Your objective: Report each line from the records where the string "that" turns up.

Collected data entries:
---+---
PR #4089, opened 2024-01-12
MSC4089: Delivery Receipts

turt2live:
[Rendered](https://github.com/matrix-org/matrix-spec-proposals/blob/travis/msc/delivery-receipts/proposals/4089-delivery-receipts.md)

Author is a Matrix Spec Core Team (SCT) member, employed by Element, and operates the t2bot.io service. However, this proposal is written and published as a SCT member working in the area of the Digital Markets Act (DMA) and similar initiatives. 

----

Implementation requirements:
* [ ] Client sending delivery receipts in a privacy-respecting manner (such as a user preference option).
* [ ] Server routing delivery receipts as required by the proposal.

### DIFF
--- a/proposals/4089-delivery-receipts.md
+++ b/proposals/4089-delivery-receipts.md
@@ -1,4 +1,4 @@
-# MSC4088: Delivery Receipts
+# MSC4089: Delivery Receipts
 
 A common feature among messaging clients is "delivery receipts". Similar to [read receipts](https://spec.matrix.org/v1.9/client-server-api/#receipts),
 delivery receipts denote when a client has received *and* decrypted a given message. They do not
@@ -99,12 +99,12 @@ public rooms.
 ## Unstable prefix
 
 Before FCP, clients use [`/versions`](https://spec.matrix.org/v1.9/client-server-api/#get_matrixclientversions)
-to see if the server supports `org.matrix.msc4088` as an unstable feature. If the server *does* support
-the feature, clients can use `org.matrix.msc4088.delivery` in place of `m.delivery` throughout this MSC.
+to see if the server supports `org.matrix.msc4089` as an unstable feature. If the server *does* support
+the feature, clients can use `org.matrix.msc4089.delivery` in place of `m.delivery` throughout this MSC.
 
 After FCP, but before being released in the spec, clients can look for the same `/versions` feature
 flag and try to send `m.delivery` receipts to the server. If the server responds with an error, the
-client can fall back to `org.matrix.msc4088.delivery`.
+client can fall back to `org.matrix.msc4089.delivery`.
 
 After being released in the spec, clients can use that specification version in the `/versions` response
 to determine if the server supports `m.delivery` receipts. If the server does, the client can send
--- a/proposals/4089-delivery-receipts.md
+++ b/proposals/4089-delivery-receipts.md
@@ -58,8 +58,9 @@ Content-Type: application/json
 The server then implies `ts` and sends the resulting EDU to the target event's origin server. The
 delivery receipt must only be routed to the target event sender.
 
-An `m.read[.private]` receipt does *not* imply delivery, but rather that a client either does not
-support delivery receipts or was not able to decrypt the message.
+Receiving a `m.read[.private]` receipt without a delivery receipt does *not* imply
+delivery, but rather that a client either does not support delivery receipts or was not
+able to decrypt the message.
 
 Clients are welcome to implement additional requirements before sending a delivery receipt. For example,
 a user setting to disable delivery receipts in public rooms specifically, or all rooms the user is in.
--- a/proposals/4089-delivery-receipts.md
+++ b/proposals/4089-delivery-receipts.md
@@ -112,4 +112,4 @@ delivery receipts as such. If not, the previous advice still applies regarding u
 
 ## Dependencies
 
-There are no depedencies.
+There are no dependencies.
--- a/proposals/4088-delivery-receipts.md
+++ b/proposals/4088-delivery-receipts.md
@@ -1,0 +1,115 @@
+# MSC4088: Delivery Receipts
+
+A common feature among messaging clients is "delivery receipts". Similar to [read receipts](https://spec.matrix.org/v1.9/client-server-api/#receipts),
+delivery receipts denote when a client has received *and* decrypted a given message. They do not
+denote whether a user has "seen" that message, such as in a push notification.
+
+In a Digital Markets Act (DMA) world, the need for a protocol to support popular messaging features
+rises. This proposal introduces a concept of delivery receipts to Matrix, aiming to be compatible
+with potential bridges and protocol converters which need such a feature to operate.
+
+## Proposal
+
---+---
Exercise answer:
 After being released in the spec, clients can use that specification version in the `/versions` response
-An `m.read[.private]` receipt does *not* imply delivery, but rather that a client either does not
+delivery, but rather that a client either does not support delivery receipts or was not
+denote whether a user has "seen" that message, such as in a push notification.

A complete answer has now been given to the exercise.